╭──
PR #588, opened 2023-03-22
Enable test repetition to work around recent CI flakiness.

mokagio:
I've been slowed down by CI flakiness in the past few releases and finally set aside some time to look into why that was the case.

Unfortunately, I haven't been able to pin down a cause yet and I am wary of focusing on this too much at the expense of other time sensitive projects.

So, for the time being, I have enabled test repetition, which has proven effective in dealing with flakiness.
╰──
Work request ▸
All lines of the material that contain the word "down" should be listed.

Solution to this problem ▸
I've been slowed down by CI flakiness in the past few releases and finally set aside some time to look into why that was the case.
Unfortunately, I haven't been able to pin down a cause yet and I am wary of focusing on this too much at the expense of other time sensitive projects.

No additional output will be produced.